Of Spooks, Flyboys, and Witch Hunting

Eighteen years ago a bunch of drunken frat boys in a Vegas hotel got caught doing things they shouldn’t have been doing.

Things that involved hookers, sexual assault, battery, and other dishonorable behavior.

You remember.

They called it Tailhook.

Specifically it was called the 35th Annual Tailhook Association Symposium, held in September, 1991, at the Las Vegas Hilton.  Supposedly it was a convention where Navy and Marine Corps pilots gathered to discuss their profession. In reality, it was Animal House, a week of drunken revelry and strippers and carousing in fine Navy tradition. What happens on deployment, stays on deployment – the Navy used that phrase long, long before Las Vegas made it their official slogan. Tailhook was always a raucous event, but in ‘91 a bunch of drunken Navy and Marine Corps Aviators lined up in a hallway and somehow managed to rip the clothes off and otherwise sexually assault over 80 women – and a dozen men. Several of the Navy’s most senior officers were present, including the Chief of Naval Operations himself, Admiral Frank Kelso.

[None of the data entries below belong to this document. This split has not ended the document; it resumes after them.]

PR #838, opened 2020-11-01
PARQUET-1940: KEK length configuration

ggershinsky:

PR #841, opened 2020-11-03
PARQUET-1939: Fix remote KMS client ambiguity

ggershinsky:
1. rename RemoteKmsClient class to LocalWrapKmsClient; it will be used only in rare situations where in-server wrapping in not supported. 

2. this also means the "wrap.locally" property is not needed anymore, making the API slightly simpler.

### DIFF
--- a/parquet-hadoop/README.md
+++ b/parquet-hadoop/README.md
@@ -418,13 +418,6 @@ If `false`, DEKs are directly encrypted with master keys, KEKs are not used.
 
 ---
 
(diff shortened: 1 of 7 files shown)


ggershinsky:
@gszadovszky Thanks for approving the #838. We have a couple of additional PRs - this one (841) and the #842, will appreciate their review. 
There is nothing else in our pipelines.

gszadovszky (approved):

gszadovszky:
Re-triggering travis builds...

Now, we – those of us in the Navy – we all knew what happened. There wasn’t one of us in uniform who didn’t know exactly what had happened. We had all been on deployment. We’d been to the Philippines and Thailand and Balearic Islands. We’d raised hell on liberty in Norfolk and San Diego and around the world.  We were all more than familiar with Sailors and especially Aviators on liberty. Despite the protestations of the pilots,  we all knew exactly what had happened. We had seen it many times, in many bars, in many liberty ports around the world.  And we could see it in the smirks and the smiles and the mirrored aviator sunglasses.

And we all knew who was going to pay for it too.

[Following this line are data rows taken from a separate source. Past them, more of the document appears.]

PR #847, opened 2020-12-14
[PARQUET-1951] Allow different strategies to combine key values when …

satishkotha:
…merging parquet files

### Jira

- [ X] My PR addresses the following [Parquet Jira](https://issues.apache.org/jira/browse/PARQUET-1951) issues and references them in the PR title.

### Tests

- [X ] My PR adds the following unit tests: TestParquetFileWriter#testMergeMetadataWithNoConflictingKeyValues, and testMergeMetadataWithConflictingKeyValues

### Commits

- [ X] My commits all reference Jira issues in their subject lines. In addition, my commits follow the guidelines from "[How to write a good git commit message](http://chris.beams.io/posts/git-commit/)":

### Documentation

- [ X] In case of new functionality, my PR adds documentation that describes how to use it.

### DIFF
--- a/parquet-hadoop/src/main/java/org/apache/parquet/hadoop/metadata/ConcatenatingKeyValueMetadataMergeStrategy.java
+++ b/parquet-hadoop/src/main/java/org/apache/parquet/hadoop/metadata/ConcatenatingKeyValueMetadataMergeStrategy.java
@@ -1,0 +1,61 @@
+/*
+ * Licensed to the Apache Software Foundation (ASF) under one
+ * or more contributor license agreements.  See the NOTICE file
+ * distributed with this work for additional information
+ * regarding copyright ownership.  The ASF licenses this file
+ * to you under the Apache License, Version 2.0 (the
+ * "License"); you may not use this file except in compliance
+ * with the License.  You may obtain a copy of the License at
+ *
+ *   http://www.apache.org/licenses/LICENSE-2.0
+ *
+ * Unless required by applicable law or agreed to in writing,
+ * software distributed under the License is distributed on an
+ * "AS IS" BASIS, WITHOUT WARRANTIES OR CONDITIONS OF ANY
+ * KIND, either express or implied.  See the License for the
+ * specific language governing permissions and limitations
+ * under the License.
+ */
+package org.apache.parquet.hadoop.metadata;
+
+import java.util.HashMap;
+import java.util.Map;
+import java.util.Set;
+import java.util.stream.Collectors;
+
+/**
+ *  Strategy to concatenate if there are multiple values for a given key in metadata.
+ *  Note: use this with caution. This is expected to work only for certain use cases.
+ */
+public class ConcatenatingKeyValueMetadataMergeStrategy implements KeyValueMetadataMergeStrategy {
+  private static final String DEFAULT_DELIMITER = ",";
+  
+  private final String delimiter;
+
+  /**
+   * Default constructor.
+   */
+  public ConcatenatingKeyValueMetadataMergeStrategy() {
+    this.delimiter = DEFAULT_DELIMITER;
+  }
+
+  /**
+   * Constructor to use different delimiter for concatenation.
+   * 
+   * @param delim delimiter char sequence.
+   */
+  public ConcatenatingKeyValueMetadataMergeStrategy(String delim) {
+    this.delimiter = delim;
+  }
+  
+  /**
+   * @param keyValueMetaData the merged app specific metadata
+   */
+  public Map<String, String> merge(Map<String, Set<String>> keyValueMetaData) {
+    Map<String, String> mergedKeyValues = new HashMap<String, String>();
+    for (Map.Entry<String, Set<String>> entry : keyValueMetaData.entrySet()) {
+      mergedKeyValues.put(entry.getKey(), entry.getValue().stream().collect(Collectors.joining(this.delimiter)));
+    }
+    return mergedKeyValues;
+  }
+}
--- a/parquet-hadoop/src/main/java/org/apache/parquet/hadoop/metadata/DefaultKeyValueMetadataMergeStrategy.java
+++ b/parquet-hadoop/src/main/java/org/apache/parquet/hadoop/metadata/DefaultKeyValueMetadataMergeStrategy.java
@@ -1,0 +1,44 @@
+/*
+ * Licensed to the Apache Software Foundation (ASF) under one
+ * or more contributor license agreements.  See the NOTICE file
+ * distributed with this work for additional information
+ * regarding copyright ownership.  The ASF licenses this file
+ * to you under the Apache License, Version 2.0 (the
+ * "License"); you may not use this file except in compliance
+ * with the License.  You may obtain a copy of the License at
+ *
+ *   http://www.apache.org/licenses/LICENSE-2.0
+ *
+ * Unless required by applicable law or agreed to in writing,
+ * software distributed under the License is distributed on an
+ * "AS IS" BASIS, WITHOUT WARRANTIES OR CONDITIONS OF ANY
+ * KIND, either express or implied.  See the License for the
+ * specific language governing permissions and limitations
+ * under the License.
+ */
+package org.apache.parquet.hadoop.metadata;
+
+import java.util.HashMap;
+import java.util.Map;
+import java.util.Set;
+
+/**
+ *  Default strategy to throw errors in metadata if there are multiple values for a given key in metadata.
+ */
+public class DefaultKeyValueMetadataMergeStrategy implements KeyValueMetadataMergeStrategy {
+  /**
+   * @param keyValueMetaData the merged app specific metadata
+   *
+   * @throws NullPointerException if keyValueMetaData is {@code null}
+   */
+  public Map<String, String> merge(Map<String, Set<String>> keyValueMetaData) {
+    Map<String, String> mergedKeyValues = new HashMap<String, String>();
+    for (Map.Entry<String, Set<String>> entry : keyValueMetaData.entrySet()) {
+      if (entry.getValue().size() > 1) {
+        throw new RuntimeException("could not merge metadata: key " + entry.getKey() + " has conflicting values: " + entry.getValue());
+      }
+      mergedKeyValues.put(entry.getKey(), entry.getValue().iterator().next());
+    }
+    return mergedKeyValues;
+  }
+}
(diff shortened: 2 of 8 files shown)


parquet-hadoop/src/main/java/org/apache/parquet/hadoop/metadata/KeyValueMetadataMergeStrategy.java
```diff
@@ -0,0 +1,44 @@
...
+ * 1) Expect metadata to be exactly identical. Otherwise throw error (this is the default strategy implementation)
+ * 2) Custom strategy to merge metadata if the values are not identical. Example: concatenate values.
+ */
+public interface KeyValueMetadataMergeStrategy extends Serializable {
+  /**
+   * @param keyValueMetaData the merged app specific metadata
+   *
+   * @throws NullPointerException if keyValueMetaData is {@code null}
+   */
+  Map<String, String> merge(Map<String, Set<String>> keyValueMetaData);
```
gszadovszky, line 43: I think, this interface does not support all types of the potential merge strategy implementations. For example if you would like to use the value which is common in the most files you cannot do it because you only have the distinct values. What do you think about using a `List<String>` instead of a `Set<String>`?

parquet-tools/src/main/java/org/apache/parquet/tools/command/MergeCommand.java
```diff
@@ -41,6 +46,21 @@
           "   <output> is the destination parquet file"
   };
 
+  private static final String DEFAULT_KEY_VALUE_MERGE_STRATEGY = new DefaultKeyValueMetadataMergeStrategy().getClass().getName();
```
gszadovszky, line 49: You do not need to instantiate an object to get its class. Simply use `DefaultKeyValueMetadataMergeStrategy.class`

parquet-hadoop/src/main/java/org/apache/parquet/hadoop/metadata/DefaultKeyValueMetadataMergeStrategy.java
```diff
@@ -0,0 +1,44 @@
...
+package org.apache.parquet.hadoop.metadata;
+
+import java.util.HashMap;
+import java.util.Map;
+import java.util.Set;
+
+/**
+ *  Default strategy to throw errors in metadata if there are multiple values for a given key in metadata.
+ */
+public class DefaultKeyValueMetadataMergeStrategy implements KeyValueMetadataMergeStrategy {
```
gszadovszky, line 28: I do not really like the naming of this class. This is the default implementation, it's fine but the name should suggest what it does. I'm quite sure there is a better naming but what about `StrictKeyValueMetadataMergeStrategy`?

gszadovszky (changes requested):
I have a couple of comments but the change itself looks good.

Meanwhile, I have some problems with the concept. `parquet-tools` is a simple command in most of the environments. It means that it is not clear how to extend it with your own implementation.
I would suggest adding this change to the API only (in `parquet-hadoop`) so you can extend the implementation from the code. If you want to extend `parquet-tools` as well I would suggest adding your implementation to parquet and let the user choose from the existing implementations (by its simple name like `strict` or others not the class name).

parquet-hadoop/src/main/java/org/apache/parquet/hadoop/metadata/DefaultKeyValueMetadataMergeStrategy.java
satishkotha: Good suggestion. Fixed it. Thanks!

parquet-hadoop/src/main/java/org/apache/parquet/hadoop/metadata/KeyValueMetadataMergeStrategy.java
satishkotha: GlobalMetadata uses Map<String, Set<String>> https://github.com/apache/parquet-mr/blob/master/parquet-hadoop/src/main/java/org/apache/parquet/hadoop/metadata/GlobalMetaData.java#L41. So merge method takes in same argument.

Do you think it makes sense to change GlobalMetadata to track items in List<String>? I'm not sure if it would be backward compatible and if there are use cases expecting this to be Set.  

Without changing GlobalMetadata#keyValueMetaData, it may not be useful to change this interface. Let me know what you think.

parquet-tools/src/main/java/org/apache/parquet/tools/command/MergeCommand.java
satishkotha: My bad. Fixed. Thanks

satishkotha:
> I have a couple of comments but the change itself looks good.
> 
> Meanwhile, I have some problems with the concept. `parquet-tools` is a simple command in most of the environments. It means that it is not clear how to extend it with your own implementation.
> I would suggest adding this change to the API only (in `parquet-hadoop`) so you can extend the implementation from the code. If you want to extend `parquet-tools` as well I would suggest adding your implementation to parquet and let the user choose from the existing implementations (by its simple name like `strict` or others not the class name).

@gszadovszky I added one more strategy for merging key values. I would prefer to keep this in parquet-tools to make this easy to run for one-off debugging use cases.  Let me know if you strong opinion against this.

Also, the actual merge strategy I need is specific to my use-case. So I'd like to keep referencing the class name. Here is an example to help explain:

This is how I run parquet-tools
java -cp  my-app-jar:parquet-tools/target/parquet-tools-1.12.0-SNAPSHOT.jar:<hadoop-jars> merge --s <myClass> f1.parquet f2.parquet merged.parquet

Parquet files we write have additional metadata "range" and "count" (Count is not rowcount, its specific to my usecase tracking distinct values for a column).

1) file f1.parquet metadata will have 

- key: "range", value : "a-d"
- key: "count", value: "12000"

2) file f2.parquet metadata will have 
- key: "range", value: "e-f"
- key: "count", value: "10000"

When we merge, we want to resulting parquet file to have metadata 
- key: "range", value: "a-f"
- key: "count", value: "15000"

So merge strategy is different for different keys we store in parquet footer. This is specific to how we use parquet and very likely not usable for other use cases, so I prefer not to expose this strategy in parquet library.

Let me know if you have any suggestions.

parquet-hadoop/src/main/java/org/apache/parquet/hadoop/metadata/KeyValueMetadataMergeStrategy.java
shangxinli: People may already rely on the 'set' to do the dedup.

parquet-hadoop/src/main/java/org/apache/parquet/hadoop/metadata/ConcatenatingKeyValueMetadataMergeStrategy.java
```diff
@@ -0,0 +1,43 @@
...
+public class ConcatenatingKeyValueMetadataMergeStrategy implements KeyValueMetadataMergeStrategy {
+  /**
+   * @param keyValueMetaData the merged app specific metadata
+   *
+   * @throws NullPointerException if keyValueMetaData is {@code null}
+   */
+  public Map<String, String> merge(Map<String, Set<String>> keyValueMetaData) {
+    Map<String, String> mergedKeyValues = new HashMap<String, String>();
+    for (Map.Entry<String, Set<String>> entry : keyValueMetaData.entrySet()) {
+      mergedKeyValues.put(entry.getKey(), entry.getValue().stream().collect(Collectors.joining(",")));
```
shangxinli, line 39: The delimiter needs to be parameterized in other non-hudi cases.

parquet-hadoop/src/main/java/org/apache/parquet/hadoop/metadata/KeyValueMetadataMergeStrategy.java
gszadovszky: Sorry, I've missed this type is already in our API. Agreed to keep the interface as is.

gszadovszky:
@satishkotha, thanks for explaining your use case. I understand that you need to inject your own implementation to make it work. What I would like to achieve is to keep parquet-tools easy to use as a command. 

I do not have a strong opinion to not to allow the runtime extension of parquet-tools functionality but it have to be well documented and easy to use from the command line. Please keep in mind that parquet-tools might be shipped as a command to an environment (e.g. via brew) and the user might not have the knowledge or even the privilege to modify the classpath.

I would suggest adding two separate arguments for merge. One is for selecting a strategy that is available in parquet-mr. For this case we shall list the available options and the descriptions of these options. Another argument might be available for the user's own implementation. For this one it needs to be documented which interface is needed to be implemented and the fact that the implementations needs to be added to the classpath of parquet-tools. (It would be hard to give a step-by-step guide for a beginner as you would not know anything about the environment and paths but I think it is enough to keep this option for experts.)

satishkotha:
> @satishkotha, thanks for explaining your use case. I understand that you need to inject your own implementation to make it work. What I would like to achieve is to keep parquet-tools easy to use as a command.
> 
> I do not have a strong opinion to not to allow the runtime extension of parquet-tools functionality but it have to be well documented and easy to use from the command line. Please keep in mind that parquet-tools might be shipped as a command to an environment (e.g. via brew) and the user might not have the knowledge or even the privilege to modify the classpath.
> 
> I would suggest adding two separate arguments for merge. One is for selecting a strategy that is available in parquet-mr. For this case we shall list the available options and the descriptions of these options. Another argument might be available for the user's own implementation. For this one it needs to be documented which interface is needed to be implemented and the fact that the implementations needs to be added to the classpath of parquet-tools. (It would be hard to give a step-by-step guide for a beginner as you would not know anything about the environment and paths but I think it is enough to keep this option for experts.)

These are great points for usability. I updated MergeCommand to take in additional option and updated documentation. Please take a look. I'm happy to add any additional documentation if needed.

parquet-tools/src/main/java/org/apache/parquet/tools/command/MergeCommand.java
```diff
@@ -46,19 +47,34 @@
...
+  
   public static final Options OPTIONS;
 
   static {
     OPTIONS = new Options();
     Option mergeStrategy = Option.builder("s")
       .longOpt("mergeStrategy")
       .desc("Strategy to merge (key, value) pairs in metadata if there are multiple values for same key " +
-        "(default: " + DEFAULT_KEY_VALUE_MERGE_STRATEGY + ")")
+        "(default: " + MergeStrategy.STRICT + "). You can provide your custom implementation by specifying " +
```
gszadovszky, line 63: We should list the available options here. (The best way would be do it by iterating over the enum so a potential extension later would not forget about this part.) 

nit: in command line we rarely use upper case arguments. Maybe it would be nicer to convert the enum names to lower case.

gszadovszky (changes requested):
Thanks a lot for your efforts. It seems great. I have one more note, though.

parquet-tools/src/main/java/org/apache/parquet/tools/command/MergeCommand.java
satishkotha: Ok. Done.

gszadovszky (approved):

They tried to cover it up, of course, tried to hide what they’d been doing in Vegas, tried to hide it from their girlfriends and wives and families and the nation.

But it had gotten too big, too out of control, for the cover up to contain it.

And so there were inquires and recriminations and scandals.  The pilots called it a witch hunt. Senior officers, many long retired, claimed that the investigations would destroy the Navy, destroy Naval Aviation. The phrase “boys will be boys” was bandied about in complete seriousness. Excuses were made and those old admirals issued dire warnings, airing the Navy’s dirty laundry in public would destroy the service and disgrace us all.

NIS bungled the investigation, of course. They fucked it up so badly that instead of destroying the Navy, they destroyed themselves – and were eventually dissolved and reorganized as the NCIS because of it.

After a year they busted a few pilots out of the service. An Admiral got demoted. The senior officers all got to retire at full pensions.

And all of us who weren’t there and had not one goddamned thing to do with it, well, we got to pay. And pay. And pay. We got sensitivity training. And sexual harassment training. And code of conduct training. We got lectured. We got busted for any and every infraction. And we spent a decade paying for those drunken assholes, most of whom left the service and went on to lucrative careers with big airlines and left us holding the bag.

And we got to watch Frank Kelso sell us down the river in exchange for his retirement pay.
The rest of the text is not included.